X-Start Wash Communications
The kiosk fires the wash package once the wash equipment is available. The voltage is supplied by the wash equipment and can be 24 or 120 volts, AC or DC.
If the wash does not fire the more common cause is a bad wire, a bad relay, or a fault with the wash in use signal supplied by the wash equipment.
It is absolutely necessary that the wash in use signal is not turned on before the car has entered the bay. If the wash in use fires immediately after the wash is fired, put in a 10 second delay relay inline to the wash in use line.
If there is any voltage on the wash in use line when the bay is empty, put a 1000 Ohm 2 watt resistor inline on the wash in use signal.
Wash In Use Theory
For example, the following scenario is a normal transaction using the Wash in Use signal.
- The customer pulls up to the kiosk. The wash bay is empty and the Wash In Use Signal (supplied by the wash equipment) is at 0VAC/VDC.
- The customer enters payment for the wash. If the payment is declined, the customer will be prompted to choose another payment method and the wash will not fire.
- If the payment method is accepted, the kiosk determines if the wash is available based on the Wash In Use signal from the wash equipment. If the voltage is 0VDC/VAC, the kiosk tells the customer to enter the wash and fires the relay related to the wash package.

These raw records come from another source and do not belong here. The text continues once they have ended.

PR #7697, opened 2026-05-07
Fix #7623: Handle null URL in isCorrectDatabaseImplementation

### LINKED ISSUE #7623: NPE in CockroachDatabase.isCorrectDatabaseImplementation when connection.getURL() returns null
## Description

`CockroachDatabase.isCorrectDatabaseImplementation()` calls `conn.getURL().startsWith(...)` without null-checking the URL. When a JDBC driver returns `null` from `DatabaseMetaData.getURL()` (as IBM Informix JDBC 15.0.1.0 does), this throws an NPE.

The confusing part: the NPE stack trace points at `CockroachDatabase` even when the user is connecting to a completely unrelated database (e.g., Informix), because `DatabaseFactory.findCorrectDatabaseImplementation()` iterates over **all** registered database implementations calling `isCorrectDatabaseImplementation()` on each.

## Stack Trace

```
java.lang.NullPointerException: Cannot invoke "String.startsWith(String)" because "url" is null
    at liquibase.database.core.CockroachDatabase.isCorrectDatabaseImplementation(CockroachDatabase.java:65)
    at liquibase.database.DatabaseFactory.findCorrectDatabaseImplementation(DatabaseFactory.java:113)
    at liquibase.database.DatabaseFactory.openDatabase(DatabaseFactory.java:153)
```

## Root Cause

`DatabaseFactory.findCorrectDatabaseImplementation()` iterates all implementations. `CockroachDatabase` happens to be checked early and does:

```java
final String url = conn.getURL();
if (url.startsWith("jdbc:postgres") || url.startsWith("postgres")) {  // NPE when url is null
```

## Affected Classes

The same null-unsafe pattern exists in at least:

| Class | Line | Unsafe Code |
|-------|------|-------------|
| `CockroachDatabase` | 64-65 | `conn.getURL().startsWith("jdbc:postgres")` |
| `EnterpriseDBDatabase` | 18-19 | `conn.getURL().startsWith("jdbc:edb:")` |
| `H2Database` | 325-328 | `getConnection().getURL().startsWith("jdbc:h2:tcp:")` (in `isSafeToRunUpdate`) |
| `MySQLDatabase` | 703 | `getConnection().getURL().contains("useAffectedRows=true")` |

`HsqlDatabase` already handles this correctly with a null guard.

## Suggested Fix

Return `false` when `conn.getURL()` is null in `isCorrectDatabaseImplementation()` — a null URL can never match any database type. For other usages, add appropriate null guards.

## Trigger Scenario

IBM/HCL Informix JDBC driver 15.0.1.0 returns `null` from `DatabaseMetaData.getURL()`. While this is arguably a driver bug (violates JDBC spec), Liquibase should handle it gracefully since it iterates all database implementations during connection setup.

**Liquibase version**: 5.0.2

mgustimz:
## Description

When `DatabaseMetaData.getURL()` returns `null` (e.g., IBM Informix JDBC driver 15.0.1.0), calling `url.startsWith()` throws an NPE.

## Root Cause

`CockroachDatabase.isCorrectDatabaseImplementation()` and `EnterpriseDBDatabase.isCorrectDatabaseImplementation()` were calling `url.startsWith()` without null-checking the URL first. The `DatabaseFactory.findCorrectDatabaseImplementation()` iterates over all registered database implementations, so this NPE would occur even when connecting to unrelated databases.

## Stack Trace

```
java.lang.NullPointerException: Cannot invoke "String.startsWith(String)" because "url" is null
    at liquibase.database.core.CockroachDatabase.isCorrectDatabaseImplementation(CockroachDatabase.java:65)
    at liquibase.database.DatabaseFactory.findCorrectDatabaseImplementation(DatabaseFactory.java:113)
    at liquibase.database.DatabaseFactory.openDatabase(DatabaseFactory.java:153)
```

## Fix

- **CockroachDatabase**: Return `false` early when URL is null. Also check for non-matching patterns before attempting database query.
- **EnterpriseDBDatabase**: Return `false` early when URL is null or doesn't match expected patterns.

A null URL can never match any database type, so returning `false` is the correct behavior.

## Testing

- `CockroachDatabaseTest`: Added test cases for null URL and non-postgres URL
- `EnterpriseDBDatabaseTest`: Added test cases for null URL and oracle URL

Fixes: https://github.com/liquibase/liquibase/issues/7623

### DIFF
--- a/liquibase-standard/src/main/java/liquibase/database/core/CockroachDatabase.java
+++ b/liquibase-standard/src/main/java/liquibase/database/core/CockroachDatabase.java
@@ -59,22 +59,33 @@ public class CockroachDatabase extends PostgresDatabase {
         return this.databaseMinorVersion;
     }
 
+    /**
+     * Checks if the given connection points to a CockroachDB database.
+     * <p>
+     * Returns false early if the URL is null (which can happen with some JDBC drivers
+     * like IBM Informix), since a null URL cannot match any database type.
+     *
+     * @param conn the database connection to check
+     * @return true if this is a CockroachDB connection, false otherwise
+     * @throws DatabaseException if there is an error querying the database
+     */
     @Override
     public boolean isCorrectDatabaseImplementation(DatabaseConnection conn) throws DatabaseException {
         final String url = conn.getURL();
-        if (url.startsWith("jdbc:postgres") || url.startsWith("postgres")) {
-            if (conn instanceof JdbcConnection) {
-                try (Statement stmt = ((JdbcConnection) conn).createStatement()) {
-                    if (stmt != null) {
-                        try (ResultSet rs = stmt.executeQuery("select version()")) {
-                            if (rs.next()) {
-                                return ((String) JdbcUtil.getResultSetValue(rs, 1)).startsWith("CockroachDB");
-                            }
+        if (url == null || (!url.startsWith("jdbc:postgres") && !url.startsWith("postgres"))) {
+            return false;
+        }
+        if (conn instanceof JdbcConnection) {
+            try (Statement stmt = ((JdbcConnection) conn).createStatement()) {
+                if (stmt != null) {
+                    try (ResultSet rs = stmt.executeQuery("select version()")) {
+                        if (rs.next()) {
+                            return ((String) JdbcUtil.getResultSetValue(rs, 1)).startsWith("CockroachDB");
                         }
                     }
-                } catch (SQLException throwables) {
-                    return false;
                 }
+            } catch (SQLException throwables) {
+                return false;
             }
         }
 
--- a/liquibase-standard/src/main/java/liquibase/database/core/EnterpriseDBDatabase.java
+++ b/liquibase-standard/src/main/java/liquibase/database/core/EnterpriseDBDatabase.java
@@ -13,23 +13,34 @@ import java.sql.Statement;
 
 public class EnterpriseDBDatabase extends PostgresDatabase {
 
+    /**
+     * Checks if the given connection points to an EnterpriseDB database.
+     * <p>
+     * Returns false early if the URL is null (which can happen with some JDBC drivers
+     * like IBM Informix), since a null URL cannot match any database type.
+     *
+     * @param conn the database connection to check
+     * @return true if this is an EnterpriseDB connection, false otherwise
+     * @throws DatabaseException if there is an error querying the database
+     */
     @Override
     public boolean isCorrectDatabaseImplementation(DatabaseConnection conn) throws DatabaseException {
         final String url = conn.getURL();
-        if (url.startsWith("jdbc:edb:") || url.startsWith("jdbc:postgres")) {
-            if (conn instanceof JdbcConnection) {
-                try (Statement stmt = ((JdbcConnection) conn).createStatement()) {
-                    if (stmt != null) {
-                        try (ResultSet rs = stmt.executeQuery("select version()")) {
-                            if (rs.next()) {
-                                return ((String) JdbcUtil.getResultSetValue(rs, 1)).contains("EnterpriseDB");
-                            }
+        if (url == null || (!url.startsWith("jdbc:edb:") && !url.startsWith("jdbc:postgres"))) {
+            return false;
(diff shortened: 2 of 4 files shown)


filipelautert (commented):
Hey, took a look at the fix.

The production change is correct — the NPE on null URL is a real bug (some JDBC drivers like IBM Informix return `null` from `getURL()`), and the early-return refactor reads cleaner than the old nested `if`. Behavior is preserved for the non-null path.

One blocking issue:

- **`liquibase-standard/src/test/groovy/liquibase/database/core/CockroachDatabaseTest.groovy`** — the two new test methods (`...returns false when connection URL is null` and `...does not match postgres patterns`) are placed **after** the class's closing brace. They're outside the `CockroachDatabaseTest` class entirely, so the file won't compile (CI is now confirming this). Move both methods inside the class body, before the final `}`.

Smaller things, take or leave:

- For symmetry with `EnterpriseDBDatabaseTest`, you could fold the two new CockroachDB cases into a single `@Unroll`-driven `where:` table instead of two separate methods. Not blocking.
- `CockroachDatabase.isCorrectDatabaseImplementation` and `EnterpriseDBDatabase.isCorrectDatabaseImplementation` now share an almost identical URL-guard prologue. Out of scope here, but a `PostgresDatabase`-level helper would be a nice cleanup later.

Once the test file compiles and CI runs green, this is good to go.

mgustimz:
> Hey, took a look at the fix.
> 
> The production change is correct — the NPE on null URL is a real bug (some JDBC drivers like IBM Informix return `null` from `getURL()`), and the early-return refactor reads cleaner than the old nested `if`. Behavior is preserved for the non-null path.
> 
> One blocking issue:
> 
> * **`liquibase-standard/src/test/groovy/liquibase/database/core/CockroachDatabaseTest.groovy`** — the two new test methods (`...returns false when connection URL is null` and `...does not match postgres patterns`) are placed **after** the class's closing brace. They're outside the `CockroachDatabaseTest` class entirely, so the file won't compile (CI is now confirming this). Move both methods inside the class body, before the final `}`.
> 
> Smaller things, take or leave:
> 
> * For symmetry with `EnterpriseDBDatabaseTest`, you could fold the two new CockroachDB cases into a single `@Unroll`-driven `where:` table instead of two separate methods. Not blocking.
> * `CockroachDatabase.isCorrectDatabaseImplementation` and `EnterpriseDBDatabase.isCorrectDatabaseImplementation` now share an almost identical URL-guard prologue. Out of scope here, but a `PostgresDatabase`-level helper would be a nice cleanup later.
> 
> Once the test file compiles and CI runs green, this is good to go.

@filipelautert Thank you for the review.

I already refactor it. Please re-review.

filipelautert (approved):
Hey, took another look — the prior blocker is fixed, both new tests sit inside the `CockroachDatabaseTest` class body and the file compiles.

`liquibase-standard/src/test/groovy/liquibase/database/core/CockroachDatabaseTest.groovy:65-88` — methods are properly nested before the closing brace, `DatabaseConnection` import added cleanly. Production changes in `CockroachDatabase.java:75-77` and `EnterpriseDBDatabase.java:25-27` correctly short-circuit on null/non-matching URLs.

The two earlier non-blocking notes (folding the Cockroach cases into an `@Unroll where:` table to mirror `EnterpriseDBDatabaseTest`, and deduping the URL-guard prologue between the two `isCorrectDatabaseImplementation` impls) weren't tackled — fine to leave, but they're still on the table if you want to revisit later.

LGTM, approval-worthy.

rberezen (commented):
Tested locally — verified the bug reproduces on master with the PR's null URL test:
```
java.lang.NullPointerException: Cannot invoke "String.startsWith(String)" because "url" is null
    at liquibase.database.core.CockroachDatabase.isCorrectDatabaseImplementation(CockroachDatabase.java:65)
```
Matches the stack trace from the issue. On the PR branch, the same test passes.

- 42/42 unit tests pass
- All 10 CI integration tests pass
- Minimal fix: early `return false` when URL is null or doesn't match the expected pattern

LGTM.

rberezen (approved):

- At this stage, if there is any voltage on the Wash In Use Line, the screen will remain on the Wash Busy screen. This could be caused by as little as 2VDC/VAC in residual voltage and still keep the kiosk from firing the wash. In this case, put a 1000 Ohm 2 watt resistor inline on the Wash In Use signal (J18 pin 1 to pin 2 on the Wash I/O board).
- If there is no residual voltage, the customer may enter the bay and the wash starts. The wash equipment returns the Wash In Use signal at either 24VDC, 24VAC, or 120VAC. The Wash In Use signal must stay on constantly until the customer exits the wash.
- Display properly, the Wash In Use signal must not turn on until the car has entered the wash bay. If the Wash In Use signal is generated software or an inline programmable time delay relay on the Wash In Use signal (J18 pin 1 to pin 2 on the Wash I/O board).
Wash-In-Use Hardware Testing
- The Wash-In-Use signal is a crucial part of operations. To access the Wash In Use utilities from the maintenance screen; go to Test Hardware>Discreet I/O>Wash In Use.
- The Peripheral Status and Inputs are the most important testing tools on this page.
- Online indicates it sees voltage on the Wash I/O board across J18 pins 1 and 2.
- Wash In Use should only be high when there is a car in the wash bay, when using gates and the arm is down, or when using the cycle complete signal.
- Wash In Service refers to a signal from the car wash that changes state when the fault is present. The Wash In Use voltage provided varies by wash. It can be 24 VDC/AC or 120VAC.
- To access the Wash Relay test utilities from the maintenance screen, go to Test Hardware>Discreet I/O>Wash In Use>Wash Outputs.
- All relays should be low by default.
- Pressing Wash 1 or any other wash relay button turns on the relay. The relay should close and send the corresponding signal to the wash.
- Use this page to test the wash packages.
Wash Package Troubleshooting
WARNING: THIS SECTION OF TROUBLESHOOTING INCLUDES HANDLING 120VAC. USE CAUTION.
- Locate the Wash I/O board (circled).
- Check J18 (circled) across pins 1 (reference) and 2 (ground). While the bay is empty, there should be no voltage. If there is bleed over voltage, install a 15ooOhm 2 watt resistor inline to remove the voltage.
- On J17 (circled) jump any wire from pin 1 through pin 8 (reference) to pin 9 (common).
- If the wash does not fire, this is caused by a fault in the wiring or car wash equipment.
- From the test hardware screen, fire all relays that successfully fired a wash manually in the previous step. If the wash fires, the relay works as intended.
- If the relay fires successfully, the wash will start and the matching LED will light up on the Wash I/O board (circled).
- If the wash does not fire, the relay is faulty.
- Move the wire and programming to an available relay on the Wash I/O board.
- If the relay is not available or none of the relays work; replace the Wash I/O board.